1.6. Caractère redistributif du système français de protection sociale et de son financement

Le fait d’acquitter des prélèvements sociaux crédite les assurés de droits sociaux supplémentaires. La contribution au niveau de vie des ménages des prélèvements payés nets des prestations présentes et futures peut être positive, notamment lorsque les prélèvements sociaux sont proportionnels aux revenus d’activité et que les prestations associées sont essentiellement forfaitaires – l’assurance maladie par exemple – ou comportent des éléments de redistribution. En particulier, les personnes à revenu modeste sont susceptibles d’être bénéficiaires nets : les transferts sociaux qu’ils reçoivent excèdent le montant de leur contribution.
Cependant, la construction d’un indicateur mesurant la contributivité du système français de protection sociale est malaisée. Observer de façon statique la corrélation entre revenus, prélèvements et prestations au niveau des individus à un moment donné est insuffisant, car les prestations reçues varient avec l’âge (du fait notamment des mécanismes de solidarité entre générations à l’œuvre dans les systèmes de retraite, ou de la variation selon l’âge des dépenses d’assurance maladie). Une solution serait d’observer de façon longitudinale les prélèvements acquittés et les prestations reçues par les individus tout au long de leur vie. Cependant, de telles données longitudinales ne sont pas disponibles, et des calculs sur cas-types seraient trompeurs, car les paramètres futurs des régimes sociaux sont inconnus.
Il est toutefois possible d’observer une année donnée le bilan des prélèvements sociaux et des prestations sociales pour l’ensemble des individus en fonction de leur revenu, de leur âge ou d’autres caractéristiques socio-économiques. Le graphique ci-après présente, pour l’année 2020, les divers prélèvements acquittés et les prestations reçues par les ménages en fonction de l’âge de la personne de référence. Les calculs n’incluent ni les prestations d’assurance maladie, ni les cotisations les finançant (cf. précisions méthodologiques ci-après). Sur ce point, on peut se référer à l’indicateur n°1-9 du REPSS Maladie : La redistribution verticale opérée par l’Assurance Maladie.

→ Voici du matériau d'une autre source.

PR #4186, opened 2025-04-10
Properly handle deleted attributes

JGamache-autodesk:
We currently changed the initial AttributeAdded inside a UFE SetValue into a AttributeValueChanged.
We now do the same for the final ArreibuteRemoved.

### DIFF
--- a/lib/usdUfe/ufe/StagesSubject.cpp
+++ b/lib/usdUfe/ufe/StagesSubject.cpp
@@ -168,14 +168,23 @@ void sendAttributeChanged(
         }
     } break;
     case AttributeChangeType::kRemoved: {
-        // Special case when Undoing a visibility change, the notice.GetChangedInfoOnlyPaths()
-        // does not contain the change, hence handling visibility notification in re-sync path.
-        if (changedToken == UsdGeomTokens->visibility) {
-            Ufe::VisibilityChanged vis(ufePath);
-            notifyWithoutExceptions<Ufe::Object3d>(vis);
+        if (UsdUfe::InSetAttribute::inSetAttribute()) {
+            notifyWithoutExceptions<Ufe::Attributes>(
+                Ufe::AttributeValueChanged(ufePath, changedToken.GetString()));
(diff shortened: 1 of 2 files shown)


lib/usdUfe/ufe/StagesSubject.cpp
```diff
@@ -168,14 +168,23 @@ void sendAttributeChanged(
         }
     } break;
     case AttributeChangeType::kRemoved: {
-        // Special case when Undoing a visibility change, the notice.GetChangedInfoOnlyPaths()
-        // does not contain the change, hence handling visibility notification in re-sync path.
-        if (changedToken == UsdGeomTokens->visibility) {
-            Ufe::VisibilityChanged vis(ufePath);
-            notifyWithoutExceptions<Ufe::Object3d>(vis);
+        if (UsdUfe::InSetAttribute::inSetAttribute()) {
```
JGamache-autodesk, line 171: Identical to how kAdded is treated just above.

test/lib/ufe/testAttribute.py
```diff
@@ -1311,40 +1311,41 @@ def testObservationWithFineGrainedNotifications(self):
...
         globalObs.assertNotificationCount(self, numValue = 6)
 
-        # Undo-ing the modification which created the USD specs is a little
-        # different in USD, but from Ufe we should just still see one notification.
+        # The spec creation done on the first setValue was filtered so it
+        # appeared only as a single value change. Symetrically, the unto
+        # of the spec creation should be filtered as well.
         cmds.undo()
-        ball34Obs.assertNotificationCount(self, numRemoved = 1, numValue = 6)
+        ball34Obs.assertNotificationCount(self, numValue = 7)
```
JGamache-autodesk, line 1318: Makes more sense that if numAdded ended up being zero, then numRemoved should follow.

pierrebai-adsk (approved):

AramAzhari-adsk (approved):

PR #4188, opened 2025-04-14
Update diffCore.cpp

metaremi:
Fix dllimport applied to non-inline function error

### DIFF
--- a/lib/usdUfe/utils/diffCore.cpp
+++ b/lib/usdUfe/utils/diffCore.cpp
@@ -1253,7 +1253,7 @@ bool compareArray3Dto4D(
         return false;
     }
 #ifdef __AVX2__
-    const f128 eps4 = splatf4f(eps);
+    const f128 eps4 = splat4f(eps);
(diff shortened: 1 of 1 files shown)


metaremi:
splatf4f -> splat4f

metaremi:
@seando-adsk

I am Rémi ARNAUD from Meta.
The CLA was signed/sent last week.

lib/usdUfe/utils/diffCore.cpp
```diff
@@ -1253,7 +1253,7 @@ bool compareArray3Dto4D(
         return false;
     }
 #ifdef __AVX2__
-    const f128 eps4 = splatf4f(eps);
+    const f128 eps4 = splat4f(eps);
```
AramAzhari-adsk, line 1256: I presume the `splatf4f` was a typo? I couldn't find it in our code base.

metaremi: indeed, looks like a typo to me.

Dans les ménages dont la personne de référence a moins de 60 ans, les prestations sociales perçues (hors prestations d’assurance maladie) sont en moyenne inférieures aux prélèvements acquittés (y compris cotisations sociales à la charge des employeurs). En équivalent personne seule, en moyenne par an, les prestations sont inférieures à 4 100 euros et même à 3 000 euros entre 40 et 54 ans. Les prélèvements acquittés, eux, approchent les 4 000 euros en moyenne par an lorsque la personne de référence a entre 20 et 24 ans et augmentent avec l’âge pour atteindre 10 000 euros entre 55 et 59 ans. 
Au-delà de la soixantaine, le bilan des transferts sociaux s’inverse nettement, en raison de la perception des retraites. Toujours en équivalent personne seule, les prestations perçues grimpent à près de 13 000 euros en moyenne par an quand la personne de référence a entre 60 et 64 ans, et à plus de 20 000 euros aux âges plus élevés. Parallèlement, les prélèvements acquittés diminuent nettement avec l’âge :  proches de 7 000 euros annuels quand la personne de référence a entre 60 et 64 ans, ils descendent à 3 200 euros entre 65 et 69 ans et à moins de 2 000 euros après 75 ans.
Ces données ne fournissent pas par elles-mêmes une mesure de la contributivité du système de protection sociale, si ce n’est qu’elles montrent que les prélèvements et les prestations accompagnent les individus tout au long de leur vie. Ces résultats seraient renforcés en prenant en compte les prestations maladie : le gain net des groupes les plus âgés serait en effet plus important car ils sont structurellement en plus mauvaise santé. 
L’inflexion aux âges de la retraite des montants de prélèvements nets des prestations reçues s’observe quel que soit le quartile de niveau de vie considéré (cf. graphique 2). Elle est toutefois d’autant plus marquée que le niveau de vie est élevé.
Ainsi lorsque la personne de référence du ménage a 65 ans ou plus, les prestations reçues, largement supérieures en moyenne aux prélèvements acquittés, le sont d’autant plus que le ménage est aisé. C’est le contraire aux âges actifs : en moyenne, les prélèvements sociaux dépassent largement les prestations pour les 25 % de personnes les plus aisées (appartenant au 4ème quartile de la distribution des niveaux de vie dans leur catégorie d’âge) tandis que les 25 % les plus modestes supportent moins de prélèvements qu’elles ne perçoivent de prestations. Cela constitue un premier indice qualitatif du degré de contributivité du système français de protection sociale. 
En ne considérant que les prestations contributives, c’est-à-dire en se restreignant aux retraites et aux prestations chômage, les personnes vivant dans un ménage dont la personne de référence est âgée de 30 à 60 ans sont contributeurs nets quel que soit le quartile de niveau de vie considéré, même si l’écart entre les cotisations acquittées et les prestations reçues est faible pour les plus modestes. Symétriquement, les plus âgés bénéficient d’autant plus des prestations qu’ils sont aisés, du fait du caractère contributif de celles-ci.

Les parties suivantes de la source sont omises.